Background: Psychosis, including early psychosis, ranks highly among the causes of disability worldwide, even when clinical symptoms are well managed. This has resulted in an increased focus on how recovery of social and occupational functioning can be targeted using psychosocial interventions. The purpose of this review and meta-analysis was to survey psychosocial interventions in current use and provide an estimate of their effectiveness. Methods: An electronic search was conducted using PubMed and PsycINFO to identify original articles reporting on trials of psychosocial interventions in early-stage psychosis, published up to May 2020 and is reported following PRISMA guidelines. Data were extracted on social and occupational functioning outcomes from included studies. Pooled standardised difference in means (SMD) were estimated with Comprehensive Meta-Analysis Software (CMA), Version 3. Findings: In total, 31 studies involving 2811 participants were included in our analysis.

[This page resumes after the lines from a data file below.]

PR #2990, opened 2023-08-11
Add autosubmit code owners

CaseyHillers:
Follow up from [Formalize Cocoon Contributions](https://docs.google.com/document/d/1SxYP41p3CZY_BrUNb_zSfufvhUiSN3qxGl7QEjjTqHk/edit#heading=h.lgp3erb6u85n)

### DIFF
--- a/CODEOWNERS
+++ b/CODEOWNERS
@@ -4,6 +4,10 @@
 # These names are just suggestions. It is fine to have your changes
 # reviewed by someone else.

Studies were categorised by psychosocial intervention type as follows: Cognitive Behavioural Therapy for Psychosis (CBTp), Family Based Therapy (FBT), Supported Employment, Cognitive Remediation (CR), and Multi-Component psychosocial interventions. Across the interventions considered, psychosocial interventions were associated with improvements in social and occupational function: CBTp (d= 0∙139), FBT (d=0∙299), Supported Employment (d= 0∙611), CR (d=0∙301), and Multi-Component psychosocial intervention (d=0∙452), Effect sizes varied by intervention type, stage of illness (ultra-high-risk v first episode v early psychosis), length and duration of treatment, and measure used. Interpretation: Psychosocial interventions, particularly when provided as part of a multi-component intervention model and delivered in community-based settings are associated with significant improvements in social and occupational function. This review underscores the value of sensitively tracking and targeting psychosocial function as part of the standard provided by early intervention services.Funding Statement: This work was funded by the Irish Health Research Board as part of thecollaborative doctoral award in Youth Mental Health [YOULEAD] (HRB grant number:CDA-2018 001).Declaration of Interests: None to declare.